Al-Qaeda and other hostile groups have repeatedly sought to infiltrate U.S. intelligence agencies, which are investigating thousands of their employees to counter the threat, The Washington Post reported Monday.
The CIA found that about a fifth of job applicants with suspect backgrounds had “significant terrorist and/or hostile intelligence connections,” the Post cited a classified budget document as saying.
The document was provided to the paper by former National Security Agency contractor Edward Snowden, now a fugitive in Russia under temporary asylum.
Although the file did not describe the nature of the jobseekers’ extremist or hostile ties, it cited Hamas, Hezbollah and al-Qaeda and its affiliates most often.
The fear of infiltration is such that the NSA planned last year to investigate at least 4,000 staff who obtained security clearances.
The NSA detected potentially suspicious activity among staff members after trawling through trillions of employee keystrokes at work.
The suspicious behavior included staffers accessing classified databases they do not usually use for their work or downloading several documents, two people familiar with the software used to monitor staff told the Post.
But serious delays and uneven implementation have hit the multimillion-dollar effort, and the spy agencies never detected Snowden copying a wide range of the NSA’s highly classified documents.
The fugitive leaker is wanted by Washington on espionage charges linked to media disclosures about U.S. surveillance programs.
“Over the last several years, a small subset of CIA’s total job applicants were flagged due to various problems or issues,” one official told the Post.
“During this period, one in five of that small subset were found to have significant connections to hostile intelligence services and or terrorist groups.”
The NSA is also creating a huge database known as WILDSAGE to help share sensitive intelligence among cybersecurity centers, according to the budget document.
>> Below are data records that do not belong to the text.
PR #31400, opened 2026-08-28
fix(sandbox): Pod network scope-badge color and domain removal

smb2268:
## Description

Follow-ups from testing the merged Pod network editor (`30996`). Three fixes:

1. **Scope-badge color.** The Workspace/Pod badges used Chip `color="info"`, which in the sparkle palette aliases to `--color-golden-*` — so they rendered gold, not blue. Switched to `color="highlight"` (`--color-blue-*`), which is also the only option with real contrast against the rows (`bg-muted-background` = `stone-50`; a `primary` chip is also `stone-50`).

2. **Removal targeted the wrong scopes.** Pressing the trash on a Pod-owned domain removed it from *every selected scope* (e.g. Workspace **and** the Pod), not just the scopes that own the row. `handleRemoveDomain` now takes the `DomainRow` and targets only `includeWorkspace && row.inWorkspace` plus `row.ownedByPods` — matching what `removableScopeCount` already computes.

3. **Wildcards couldn't be removed.** `removeOwnerPolicyDomain` / `removeWorkspacePolicyDomain` ran the input through `parseExactEgressDomain`, which rejects wildcards — but the admin whole-list write can store wildcards (`*.example.com`), so a stored wildcard was impossible to remove. Removal now matches the stored entry as-is (the domain comes straight from the allowlist, so there's nothing to normalize); an absent domain stays a no-op.

## Tests

Added: backend unit test that a stored wildcard is removed from an owner policy; frontend render test that removing a Pod-owned row targets only that Pod (`includeWorkspace: false`, `pods: [pod]`). Existing `buildDomainRows` coverage already exercises the `ownedByPods` / `removableScopeCount` data the removal now relies on.

## Risk

Low. Cosmetic color change; removal now correctly scoped and no longer rejects wildcards on delete (the exact-domain add path is unchanged, so wildcards still can't be *added* via the bulk editor). Safe to roll back.

## Deploy Plan

Standard front deploy. No migration.

### DIFF
--- a/front/components/sandbox/MultiPodNetworkSection.test.tsx
+++ b/front/components/sandbox/MultiPodNetworkSection.test.tsx
@@ -10,16 +10,26 @@ import { render, screen, waitFor } from "@testing-library/react";
 import userEvent from "@testing-library/user-event";
 import { beforeEach, describe, expect, it, vi } from "vitest";
 
-const { bulkUpdateMock, mutatePodPoliciesMock, mutateWorkspaceMock } =
-  vi.hoisted(() => ({
+const {
+  bulkUpdateMock,
+  mutatePodPoliciesMock,
+  mutateWorkspaceMock,
+  podPoliciesState,
+} = vi.hoisted(() => {
+  const podPoliciesState: {
+    current: { podId: string; policy: EgressPolicy }[];
+  } = { current: [] };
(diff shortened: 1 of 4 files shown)


frankaloia:
LGTM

But the move has raised concern that the database could be infiltrated.
Intelligence agencies have stepped up scrutiny of insider threats following the disclosure of hundreds of thousands of military and diplomatic files by WikiLeaks in 2010.
Army Private Bradley Manning, an intelligence analyst now known as Chelsea Manning, had leaked the documents to the anti-secrecy group.
In 2011, Congress ordered Director of National Intelligence James Clapper to set up an “automated insider threat detection program” to prevent further such leaks, stop possible abuses and identify double agents.
But the project was delayed several times as the intelligence community dealt with the aftermath of Manning’s leaks, the Post said.
President Barack Obama’s administration has cracked down on insider threats.
In November 2012, Obama issued a National Insider Threat Policy that defined the threats as coming from “espionage, terrorism (or) unauthorized disclosure of national security information.”
The policy places whistleblowers, spies and “terrorists” in a single category, and has triggered outcries from critics who say the three are distinct.